*Exercise instructions:*
Among the lines below, restate word for word only those from the line with "well-scoped packaging change." through the line with "the changelog entry.", with both end lines kept.
•••••
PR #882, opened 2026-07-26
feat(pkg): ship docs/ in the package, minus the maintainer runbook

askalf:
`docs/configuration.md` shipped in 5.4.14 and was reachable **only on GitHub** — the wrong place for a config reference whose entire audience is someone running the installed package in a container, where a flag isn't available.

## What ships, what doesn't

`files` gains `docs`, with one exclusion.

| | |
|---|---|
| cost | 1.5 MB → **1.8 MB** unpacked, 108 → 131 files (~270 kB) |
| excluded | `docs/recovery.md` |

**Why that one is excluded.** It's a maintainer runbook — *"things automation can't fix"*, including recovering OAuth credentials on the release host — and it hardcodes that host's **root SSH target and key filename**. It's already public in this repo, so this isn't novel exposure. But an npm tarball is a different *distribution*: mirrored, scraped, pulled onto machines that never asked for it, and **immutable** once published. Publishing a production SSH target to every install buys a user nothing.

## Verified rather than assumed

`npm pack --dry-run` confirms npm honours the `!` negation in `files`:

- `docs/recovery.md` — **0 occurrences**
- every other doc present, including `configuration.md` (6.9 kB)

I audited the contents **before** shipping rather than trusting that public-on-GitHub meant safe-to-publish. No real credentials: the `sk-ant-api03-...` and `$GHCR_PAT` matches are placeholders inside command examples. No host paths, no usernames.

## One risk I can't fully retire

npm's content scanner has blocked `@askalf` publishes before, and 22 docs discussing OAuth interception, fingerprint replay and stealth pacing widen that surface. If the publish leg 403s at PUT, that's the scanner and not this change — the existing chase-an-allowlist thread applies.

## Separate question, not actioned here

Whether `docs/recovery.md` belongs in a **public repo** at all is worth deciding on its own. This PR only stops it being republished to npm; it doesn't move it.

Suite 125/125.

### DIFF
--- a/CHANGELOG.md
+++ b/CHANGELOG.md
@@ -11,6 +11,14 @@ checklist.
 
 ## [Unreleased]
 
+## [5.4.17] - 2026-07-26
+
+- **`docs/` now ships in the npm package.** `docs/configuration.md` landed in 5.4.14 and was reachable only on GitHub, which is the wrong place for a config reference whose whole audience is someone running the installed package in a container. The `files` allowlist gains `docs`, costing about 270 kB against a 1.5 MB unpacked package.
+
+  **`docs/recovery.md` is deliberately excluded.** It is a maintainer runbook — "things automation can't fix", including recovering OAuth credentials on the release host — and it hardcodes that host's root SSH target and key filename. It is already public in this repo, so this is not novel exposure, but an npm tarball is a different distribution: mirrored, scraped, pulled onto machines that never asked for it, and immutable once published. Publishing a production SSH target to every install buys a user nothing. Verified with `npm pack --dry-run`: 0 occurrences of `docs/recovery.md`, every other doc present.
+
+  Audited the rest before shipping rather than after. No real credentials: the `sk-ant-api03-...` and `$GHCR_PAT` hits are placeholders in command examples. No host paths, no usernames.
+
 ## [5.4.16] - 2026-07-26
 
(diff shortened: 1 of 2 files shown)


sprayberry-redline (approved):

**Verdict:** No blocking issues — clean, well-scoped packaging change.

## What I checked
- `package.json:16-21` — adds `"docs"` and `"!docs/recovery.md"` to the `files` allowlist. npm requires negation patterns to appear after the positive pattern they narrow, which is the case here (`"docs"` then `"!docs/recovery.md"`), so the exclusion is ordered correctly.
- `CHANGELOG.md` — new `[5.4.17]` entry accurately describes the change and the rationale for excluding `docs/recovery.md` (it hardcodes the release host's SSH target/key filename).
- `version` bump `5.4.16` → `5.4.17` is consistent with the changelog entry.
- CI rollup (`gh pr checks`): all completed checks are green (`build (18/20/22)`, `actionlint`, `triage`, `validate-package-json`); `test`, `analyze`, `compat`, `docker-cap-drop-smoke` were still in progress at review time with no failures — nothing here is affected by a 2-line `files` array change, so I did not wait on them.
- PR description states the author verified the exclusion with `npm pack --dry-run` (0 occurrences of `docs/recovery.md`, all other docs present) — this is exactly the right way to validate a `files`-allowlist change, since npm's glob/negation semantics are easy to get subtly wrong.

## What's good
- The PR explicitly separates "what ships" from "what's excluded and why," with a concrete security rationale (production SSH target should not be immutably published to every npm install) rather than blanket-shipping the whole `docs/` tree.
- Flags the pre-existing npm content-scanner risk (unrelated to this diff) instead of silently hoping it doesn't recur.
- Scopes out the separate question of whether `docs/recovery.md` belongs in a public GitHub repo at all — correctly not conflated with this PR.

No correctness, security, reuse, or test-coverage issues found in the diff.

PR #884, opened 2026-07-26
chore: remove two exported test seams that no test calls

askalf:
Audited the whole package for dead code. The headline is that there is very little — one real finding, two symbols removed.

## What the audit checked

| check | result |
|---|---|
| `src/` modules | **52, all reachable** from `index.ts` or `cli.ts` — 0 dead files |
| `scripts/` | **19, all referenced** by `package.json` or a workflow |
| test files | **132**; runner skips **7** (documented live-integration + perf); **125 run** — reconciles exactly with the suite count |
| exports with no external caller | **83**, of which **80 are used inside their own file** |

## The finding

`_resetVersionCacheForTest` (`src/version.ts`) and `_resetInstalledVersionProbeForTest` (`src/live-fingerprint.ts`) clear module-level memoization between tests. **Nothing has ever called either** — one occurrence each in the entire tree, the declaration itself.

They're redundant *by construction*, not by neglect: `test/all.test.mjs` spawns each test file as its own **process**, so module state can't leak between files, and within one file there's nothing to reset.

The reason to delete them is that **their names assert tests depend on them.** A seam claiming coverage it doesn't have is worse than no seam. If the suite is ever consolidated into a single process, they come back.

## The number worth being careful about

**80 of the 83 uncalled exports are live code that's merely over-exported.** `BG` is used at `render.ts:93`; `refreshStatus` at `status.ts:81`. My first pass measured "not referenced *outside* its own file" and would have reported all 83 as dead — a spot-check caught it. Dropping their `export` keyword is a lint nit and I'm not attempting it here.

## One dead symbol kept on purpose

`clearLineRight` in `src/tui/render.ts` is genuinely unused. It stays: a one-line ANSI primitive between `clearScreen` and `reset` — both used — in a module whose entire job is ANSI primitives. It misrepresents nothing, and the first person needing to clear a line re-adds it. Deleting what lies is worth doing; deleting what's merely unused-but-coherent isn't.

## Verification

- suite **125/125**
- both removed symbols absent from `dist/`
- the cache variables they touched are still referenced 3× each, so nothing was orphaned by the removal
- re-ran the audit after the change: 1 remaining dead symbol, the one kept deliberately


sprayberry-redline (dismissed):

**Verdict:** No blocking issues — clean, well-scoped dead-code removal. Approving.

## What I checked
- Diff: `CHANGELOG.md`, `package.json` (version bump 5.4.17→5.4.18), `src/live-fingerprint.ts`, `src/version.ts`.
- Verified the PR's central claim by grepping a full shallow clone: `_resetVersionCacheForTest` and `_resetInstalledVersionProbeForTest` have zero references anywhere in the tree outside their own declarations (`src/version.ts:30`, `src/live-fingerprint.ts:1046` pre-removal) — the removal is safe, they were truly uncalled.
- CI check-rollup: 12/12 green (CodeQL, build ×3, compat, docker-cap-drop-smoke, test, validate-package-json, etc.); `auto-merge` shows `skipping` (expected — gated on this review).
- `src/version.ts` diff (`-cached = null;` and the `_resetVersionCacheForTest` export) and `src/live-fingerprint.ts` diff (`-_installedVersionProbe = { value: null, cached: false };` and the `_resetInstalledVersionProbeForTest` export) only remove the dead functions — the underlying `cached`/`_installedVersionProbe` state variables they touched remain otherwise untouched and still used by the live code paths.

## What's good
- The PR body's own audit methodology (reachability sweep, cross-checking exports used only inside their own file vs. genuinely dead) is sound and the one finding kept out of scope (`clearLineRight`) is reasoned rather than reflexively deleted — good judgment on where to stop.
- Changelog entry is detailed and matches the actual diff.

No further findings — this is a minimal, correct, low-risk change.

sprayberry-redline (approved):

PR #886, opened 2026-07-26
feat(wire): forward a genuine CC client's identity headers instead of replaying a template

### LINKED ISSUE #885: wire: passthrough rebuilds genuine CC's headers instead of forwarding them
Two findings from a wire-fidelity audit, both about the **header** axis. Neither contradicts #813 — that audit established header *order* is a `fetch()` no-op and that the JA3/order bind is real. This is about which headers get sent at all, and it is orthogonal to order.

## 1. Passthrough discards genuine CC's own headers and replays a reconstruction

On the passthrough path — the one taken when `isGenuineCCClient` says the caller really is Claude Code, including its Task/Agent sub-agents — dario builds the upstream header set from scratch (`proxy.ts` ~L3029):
•••••
*Response area:*
**Verdict:** No blocking issues — clean, well-scoped packaging change.

## What I checked
- `package.json:16-21` — adds `"docs"` and `"!docs/recovery.md"` to the `files` allowlist. npm requires negation patterns to appear after the positive pattern they narrow, which is the case here (`"docs"` then `"!docs/recovery.md"`), so the exclusion is ordered correctly.
- `CHANGELOG.md` — new `[5.4.17]` entry accurately describes the change and the rationale for excluding `docs/recovery.md` (it hardcodes the release host's SSH target/key filename).
- `version` bump `5.4.16` → `5.4.17` is consistent with the changelog entry.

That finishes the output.